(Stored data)

○ ○ ○

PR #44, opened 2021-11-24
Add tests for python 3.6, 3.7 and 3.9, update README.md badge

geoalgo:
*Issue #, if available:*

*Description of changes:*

○ ○ ○

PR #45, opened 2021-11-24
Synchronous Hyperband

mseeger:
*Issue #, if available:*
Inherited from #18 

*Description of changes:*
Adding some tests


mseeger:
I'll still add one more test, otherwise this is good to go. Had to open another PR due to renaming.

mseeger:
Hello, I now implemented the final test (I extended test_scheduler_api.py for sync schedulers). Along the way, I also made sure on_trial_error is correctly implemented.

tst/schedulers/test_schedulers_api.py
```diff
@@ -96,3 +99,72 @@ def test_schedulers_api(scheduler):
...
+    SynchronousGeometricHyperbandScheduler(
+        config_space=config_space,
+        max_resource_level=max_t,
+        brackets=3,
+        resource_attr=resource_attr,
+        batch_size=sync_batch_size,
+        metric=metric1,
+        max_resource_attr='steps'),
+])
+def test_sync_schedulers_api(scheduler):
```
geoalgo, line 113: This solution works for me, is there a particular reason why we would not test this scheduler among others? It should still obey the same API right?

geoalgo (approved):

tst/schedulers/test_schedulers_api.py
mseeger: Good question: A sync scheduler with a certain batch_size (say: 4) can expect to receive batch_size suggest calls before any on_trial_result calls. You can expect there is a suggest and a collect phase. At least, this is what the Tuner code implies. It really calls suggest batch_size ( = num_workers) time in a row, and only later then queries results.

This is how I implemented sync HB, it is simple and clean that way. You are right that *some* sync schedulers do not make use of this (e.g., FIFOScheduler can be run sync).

○ ○ ○

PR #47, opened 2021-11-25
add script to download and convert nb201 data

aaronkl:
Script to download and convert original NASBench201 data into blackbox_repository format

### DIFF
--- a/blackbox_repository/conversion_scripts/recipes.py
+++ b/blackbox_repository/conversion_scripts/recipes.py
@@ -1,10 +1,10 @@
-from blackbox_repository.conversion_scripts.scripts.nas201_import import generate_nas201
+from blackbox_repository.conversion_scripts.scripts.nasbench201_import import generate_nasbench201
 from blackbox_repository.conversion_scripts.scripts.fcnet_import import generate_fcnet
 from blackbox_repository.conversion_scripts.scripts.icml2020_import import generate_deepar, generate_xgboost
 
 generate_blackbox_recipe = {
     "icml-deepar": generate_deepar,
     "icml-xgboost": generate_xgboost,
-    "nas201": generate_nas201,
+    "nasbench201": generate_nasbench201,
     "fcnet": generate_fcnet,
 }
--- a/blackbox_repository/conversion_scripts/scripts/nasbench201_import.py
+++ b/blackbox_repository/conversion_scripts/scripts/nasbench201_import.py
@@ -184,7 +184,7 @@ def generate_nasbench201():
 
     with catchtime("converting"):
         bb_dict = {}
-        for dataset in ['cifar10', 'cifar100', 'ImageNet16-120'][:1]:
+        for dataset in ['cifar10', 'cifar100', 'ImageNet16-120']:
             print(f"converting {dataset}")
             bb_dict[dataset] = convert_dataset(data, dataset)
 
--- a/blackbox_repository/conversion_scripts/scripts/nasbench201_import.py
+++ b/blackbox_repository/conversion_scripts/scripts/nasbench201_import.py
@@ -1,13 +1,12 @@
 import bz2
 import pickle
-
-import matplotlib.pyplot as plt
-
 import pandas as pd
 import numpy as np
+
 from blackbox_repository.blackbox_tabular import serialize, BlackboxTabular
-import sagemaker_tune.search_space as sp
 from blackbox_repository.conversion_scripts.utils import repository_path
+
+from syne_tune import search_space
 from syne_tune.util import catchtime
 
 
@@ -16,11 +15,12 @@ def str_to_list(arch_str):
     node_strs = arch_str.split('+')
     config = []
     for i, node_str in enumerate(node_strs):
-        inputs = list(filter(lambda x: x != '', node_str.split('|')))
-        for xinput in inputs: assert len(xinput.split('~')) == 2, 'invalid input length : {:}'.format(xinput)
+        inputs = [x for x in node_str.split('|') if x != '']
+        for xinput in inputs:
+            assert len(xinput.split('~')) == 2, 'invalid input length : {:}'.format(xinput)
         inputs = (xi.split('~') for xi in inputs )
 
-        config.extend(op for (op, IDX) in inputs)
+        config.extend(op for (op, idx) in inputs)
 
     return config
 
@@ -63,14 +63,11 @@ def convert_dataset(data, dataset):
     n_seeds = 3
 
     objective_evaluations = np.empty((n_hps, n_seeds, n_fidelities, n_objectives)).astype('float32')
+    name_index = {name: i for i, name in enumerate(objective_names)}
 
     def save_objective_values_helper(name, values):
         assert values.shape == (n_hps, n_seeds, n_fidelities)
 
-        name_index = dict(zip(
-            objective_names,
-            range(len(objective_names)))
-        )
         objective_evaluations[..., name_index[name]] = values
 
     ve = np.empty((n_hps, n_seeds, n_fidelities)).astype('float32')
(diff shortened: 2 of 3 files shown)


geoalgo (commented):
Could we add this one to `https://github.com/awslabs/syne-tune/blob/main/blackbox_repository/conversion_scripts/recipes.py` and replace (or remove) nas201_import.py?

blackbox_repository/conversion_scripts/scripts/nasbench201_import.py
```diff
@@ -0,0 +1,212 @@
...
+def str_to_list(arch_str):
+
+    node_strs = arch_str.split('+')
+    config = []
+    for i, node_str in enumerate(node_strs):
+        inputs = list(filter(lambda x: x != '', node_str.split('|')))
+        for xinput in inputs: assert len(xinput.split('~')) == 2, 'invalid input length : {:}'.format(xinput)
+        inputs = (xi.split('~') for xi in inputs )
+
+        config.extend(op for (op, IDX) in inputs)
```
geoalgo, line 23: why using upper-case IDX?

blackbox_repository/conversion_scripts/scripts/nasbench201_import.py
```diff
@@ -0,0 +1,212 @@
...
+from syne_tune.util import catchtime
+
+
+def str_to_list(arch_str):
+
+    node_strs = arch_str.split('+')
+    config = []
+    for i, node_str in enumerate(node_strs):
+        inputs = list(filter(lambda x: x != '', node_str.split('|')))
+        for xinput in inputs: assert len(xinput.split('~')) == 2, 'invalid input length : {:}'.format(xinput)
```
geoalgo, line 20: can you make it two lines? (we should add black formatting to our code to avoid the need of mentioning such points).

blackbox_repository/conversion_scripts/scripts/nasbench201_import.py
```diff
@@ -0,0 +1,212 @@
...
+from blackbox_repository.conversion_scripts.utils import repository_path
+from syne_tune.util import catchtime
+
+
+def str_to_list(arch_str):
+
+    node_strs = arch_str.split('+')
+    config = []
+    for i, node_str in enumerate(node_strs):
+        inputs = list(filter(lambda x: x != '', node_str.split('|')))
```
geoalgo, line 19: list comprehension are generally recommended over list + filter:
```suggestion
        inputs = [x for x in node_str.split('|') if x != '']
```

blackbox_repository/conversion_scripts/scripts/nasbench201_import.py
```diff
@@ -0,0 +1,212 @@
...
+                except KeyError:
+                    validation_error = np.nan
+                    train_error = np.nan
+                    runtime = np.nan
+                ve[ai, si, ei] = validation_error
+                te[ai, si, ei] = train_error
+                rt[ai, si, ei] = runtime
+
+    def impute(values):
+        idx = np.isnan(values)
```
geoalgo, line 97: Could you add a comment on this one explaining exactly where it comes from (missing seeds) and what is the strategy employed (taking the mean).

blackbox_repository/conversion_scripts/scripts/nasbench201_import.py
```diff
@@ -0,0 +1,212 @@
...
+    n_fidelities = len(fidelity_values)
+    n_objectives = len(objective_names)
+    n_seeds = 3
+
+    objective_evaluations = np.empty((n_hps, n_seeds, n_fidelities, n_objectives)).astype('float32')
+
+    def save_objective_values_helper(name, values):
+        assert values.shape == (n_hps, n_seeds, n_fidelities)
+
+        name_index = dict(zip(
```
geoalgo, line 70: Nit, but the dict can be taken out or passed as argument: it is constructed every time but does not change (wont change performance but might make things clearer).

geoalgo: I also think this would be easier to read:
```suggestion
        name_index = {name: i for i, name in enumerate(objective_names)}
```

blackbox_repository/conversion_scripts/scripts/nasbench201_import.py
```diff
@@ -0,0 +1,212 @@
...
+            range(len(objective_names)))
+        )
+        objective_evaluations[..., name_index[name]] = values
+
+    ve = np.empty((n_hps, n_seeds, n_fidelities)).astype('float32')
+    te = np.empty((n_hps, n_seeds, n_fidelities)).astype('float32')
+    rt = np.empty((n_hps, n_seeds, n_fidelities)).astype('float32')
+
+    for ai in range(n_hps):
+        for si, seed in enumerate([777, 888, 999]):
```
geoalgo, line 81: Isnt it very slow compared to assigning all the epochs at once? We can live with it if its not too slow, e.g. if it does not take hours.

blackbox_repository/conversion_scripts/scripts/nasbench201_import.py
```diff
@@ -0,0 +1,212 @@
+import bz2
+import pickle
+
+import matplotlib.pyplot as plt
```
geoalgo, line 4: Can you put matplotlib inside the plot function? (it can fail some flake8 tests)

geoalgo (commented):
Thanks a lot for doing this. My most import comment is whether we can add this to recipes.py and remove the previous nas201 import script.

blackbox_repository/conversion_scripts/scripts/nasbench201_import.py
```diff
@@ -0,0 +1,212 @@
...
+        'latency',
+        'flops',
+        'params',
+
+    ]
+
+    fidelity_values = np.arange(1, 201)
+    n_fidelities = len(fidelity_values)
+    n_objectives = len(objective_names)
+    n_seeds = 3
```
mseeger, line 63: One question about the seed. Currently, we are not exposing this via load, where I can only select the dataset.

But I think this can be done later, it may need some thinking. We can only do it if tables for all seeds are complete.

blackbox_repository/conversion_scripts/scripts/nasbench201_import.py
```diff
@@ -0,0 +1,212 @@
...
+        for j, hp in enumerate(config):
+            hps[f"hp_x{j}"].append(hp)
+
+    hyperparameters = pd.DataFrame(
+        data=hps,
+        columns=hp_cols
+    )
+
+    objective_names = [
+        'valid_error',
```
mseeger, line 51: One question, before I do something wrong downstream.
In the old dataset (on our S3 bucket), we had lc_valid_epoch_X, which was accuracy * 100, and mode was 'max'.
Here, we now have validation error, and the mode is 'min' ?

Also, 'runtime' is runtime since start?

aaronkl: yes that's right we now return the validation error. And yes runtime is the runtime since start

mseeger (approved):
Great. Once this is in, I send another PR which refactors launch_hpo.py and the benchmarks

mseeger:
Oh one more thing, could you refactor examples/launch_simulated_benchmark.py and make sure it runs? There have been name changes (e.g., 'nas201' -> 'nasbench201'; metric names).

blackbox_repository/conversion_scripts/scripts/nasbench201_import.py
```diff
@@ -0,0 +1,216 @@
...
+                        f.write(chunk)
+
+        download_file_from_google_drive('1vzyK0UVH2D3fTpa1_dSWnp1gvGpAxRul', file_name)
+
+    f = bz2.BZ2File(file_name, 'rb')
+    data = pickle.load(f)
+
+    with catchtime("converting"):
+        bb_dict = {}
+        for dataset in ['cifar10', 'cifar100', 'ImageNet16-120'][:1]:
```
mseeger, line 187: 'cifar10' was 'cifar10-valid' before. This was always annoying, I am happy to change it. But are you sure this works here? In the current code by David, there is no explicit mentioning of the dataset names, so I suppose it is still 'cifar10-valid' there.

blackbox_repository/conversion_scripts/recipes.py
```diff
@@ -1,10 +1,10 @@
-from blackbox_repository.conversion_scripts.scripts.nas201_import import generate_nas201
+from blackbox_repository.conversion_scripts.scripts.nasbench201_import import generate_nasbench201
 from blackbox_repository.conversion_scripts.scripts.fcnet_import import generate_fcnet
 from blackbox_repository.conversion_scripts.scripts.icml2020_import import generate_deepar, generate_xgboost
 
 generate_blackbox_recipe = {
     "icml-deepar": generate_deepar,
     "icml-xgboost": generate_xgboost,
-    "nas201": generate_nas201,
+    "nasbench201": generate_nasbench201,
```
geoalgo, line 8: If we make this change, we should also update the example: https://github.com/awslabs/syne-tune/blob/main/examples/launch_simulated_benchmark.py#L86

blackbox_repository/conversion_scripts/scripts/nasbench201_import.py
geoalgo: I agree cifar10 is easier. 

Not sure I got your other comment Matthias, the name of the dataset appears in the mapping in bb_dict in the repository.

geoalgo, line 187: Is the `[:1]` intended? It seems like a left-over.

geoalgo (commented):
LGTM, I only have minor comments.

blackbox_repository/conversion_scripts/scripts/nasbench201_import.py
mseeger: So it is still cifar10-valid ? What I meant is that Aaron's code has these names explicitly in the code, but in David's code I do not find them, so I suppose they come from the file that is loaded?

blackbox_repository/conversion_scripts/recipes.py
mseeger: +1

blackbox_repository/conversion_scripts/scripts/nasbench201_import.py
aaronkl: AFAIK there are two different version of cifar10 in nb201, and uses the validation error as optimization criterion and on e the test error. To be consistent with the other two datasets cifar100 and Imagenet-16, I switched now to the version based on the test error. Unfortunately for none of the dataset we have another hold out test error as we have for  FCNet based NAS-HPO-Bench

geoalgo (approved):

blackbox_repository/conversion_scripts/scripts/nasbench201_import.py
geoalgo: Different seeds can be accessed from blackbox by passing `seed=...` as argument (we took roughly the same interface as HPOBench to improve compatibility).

○ ○ ○

→ **EXERCISE**
Where a line of the entries contains "sure", report that line.

→ **SOLUTION TO THIS EXERCISE**
Hello, I now implemented the final test (I extended test_scheduler_api.py for sync schedulers). Along the way, I also made sure on_trial_error is correctly implemented.
Oh one more thing, could you refactor examples/launch_simulated_benchmark.py and make sure it runs? There have been name changes (e.g., 'nas201' -> 'nasbench201'; metric names).
mseeger, line 187: 'cifar10' was 'cifar10-valid' before. This was always annoying, I am happy to change it. But are you sure this works here? In the current code by David, there is no explicit mentioning of the dataset names, so I suppose it is still 'cifar10-valid' there.
Not sure I got your other comment Matthias, the name of the dataset appears in the mapping in bb_dict in the repository.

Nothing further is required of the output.